Инвестор нужен. Но не всякий
— В этом году вы запустили серию средств по уходу за волосами. Следующий этап — серия средств по уходу за лицом. Когда начете реализацию этих планов?

— Наша стратегическая цель — выпустить за несколько лет такой ассортимент, который покроет абсолютно все позиции по косметике для тела и лица, а также увеличить ассортимент шампуней. Это не получится сделать сразу, потому что объем работы огромный, и на него нужны большие инвестиции. К примеру, мы думали, что разработаем и введем серию шампуней за полгода, но в реальности на это ушло полтора года. С серией для лица — то же самое. В любом случае, начнем над этим работать. В следующем году планируем увеличить ассортимент примерно на 15 позиций.

— В начале 2009 года вы говорили о том, что вопрос привлечения инвестора должен решиться в течение года. Почему вы отказались от этих планов — инвесторы плохие попадались?

— Нет. Просто решили сами себе помочь. Мы посчитали, что банковское финансирование — это тот путь, с помощью которого мы будем реализовывать свою инвестиционную программу. Только нужно, чтобы банки нам поверили.

— Пока не верят?

— Не то чтобы не верят… Просто они хотят видеть определенные показатели нашей компании.

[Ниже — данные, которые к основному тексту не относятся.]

PR #77, opened 2020-12-17
add heic to valid isImage mime checks

christaggart:
|    Q          |   A
|-------------- | ------
| Documentation | no
| Bugfix        | no
| BC Break      | no
| New Feature   | yes
| RFC           | no
| QA            | no

### Description

  - Due to mainstream popularization of HEIC as the default image format for iOS devices, adding image/heic as a default supported mimetype is useful here
  - What will it enable?
  - support for heic images when tested by the isImage validator

### DIFF
--- a/src/File/IsImage.php
+++ b/src/File/IsImage.php
@@ -59,6 +59,8 @@ class IsImage extends MimeType
             'image/cgm',
             'image/fif',
             'image/gif',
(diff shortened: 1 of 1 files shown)


christaggart:
signed the commit but DCO doesn't look like it re-ran

PR #89, opened 2021-01-23
Fix Type Error when validating a `DateTimeImmutable` instance to the `DateStep` validator

zluiten:
|    Q          |   A
|-------------- | ------
| Documentation | no
| Bugfix        | yes
| BC Break      | no
| New Feature   | no
| RFC           | no
| QA            | no

### Description

The `DateStep` validator fails when providing a `DateTimeImmutable` instance since the `fallbackIncrementalIterationLogic` function typehints to `DateTime`. This PR primarily fixes that issue.

Besides that I've added several typing improvements regarding `DateTime` instances and other primitives on the `Date` validator (which `DateStep` extends).
Meanwhile fixed a bunch of psalm errors as well.

PR #91, opened 2021-01-24
Fix immutability issue when validating a `DateTimeImmutable` instance with the `DateStep` validator

zluiten:
See #89, but this one actually fixes the bug.

### DIFF
--- a/src/DateStep.php
+++ b/src/DateStep.php
@@ -366,13 +366,13 @@ class DateStep extends Date
         $dateModificationOperation           = $isIncrementalStepping ? 'add' : 'sub';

И нам еще следует над этим поработать.

— А тот факт, что вы инициировали банкротство двух своих компаний, никак не повлияет на доверие к вам?

— Не думаю, что повлияет.

— Все же чем плох инвестор? Большинство предприятий в Латвии спят и видят себя в компании сильного и финансово стабильного инвестора?

— Стоимость денег для нас тогда будет совсем другая. Как ни крути, у банков самое дешевое финансирование. Мы вели переговоры с венчурным фондом BaltCap, и я не исключаю, что в будущем эти переговоры продолжим. Но я не вижу в них необходимости именно сейчас, когда у нас есть свой альтернативный путь развития.

— Скажите честно, жалко в обмен денег терять контроль над компанией?

— (Смеется.) Это не самое главное. (Думает.) Понимаете, у нас есть идея, как мы хотим развиваться. Нам бы не хотелось, чтобы кто–то нам мешал в этом, навязывал свое мнение и свое видение. Другое дело, если мы не сможем реализовать то, что задумали. Вот тогда, возможно, снова обратимся в фонд. Пока мы к этому не готовы.

— Для каких целей вам нужны деньги от банков?

— Мы хотим приобрести землю, чтобы на ней построить новый завод. Сейчас мы развиваемся довольно быстро, и нам становится сложно планировать свои потоки, связанные с производством. Да и сами продукты становятся сложнее, поэтому нужны новые критерии для помещений. К тому же сейчас мы арендуем помещения, а свое — это все–таки свое. Мы планируем построить завод площадью 5 тысяч квадратных метров, мощности которого будут вдвое больше, чем сейчас. Инвестиции составят порядка 2,5–3 млн. латов.

СПРАВКА
В прошлом году оборот Stenders составил 3,25 млн. латов. Это на 9% меньше, чем в 2008 году, когда оборот составил 4,02 млн. латов. В 2007 году оборот составил 3,35 миллиона латов, а прибыль — 551 тысячу латов. Прибыль 2009 года была 234 тысячи латов, в 2008 году — 200 тысяч латов. Компания создана в 2001 году.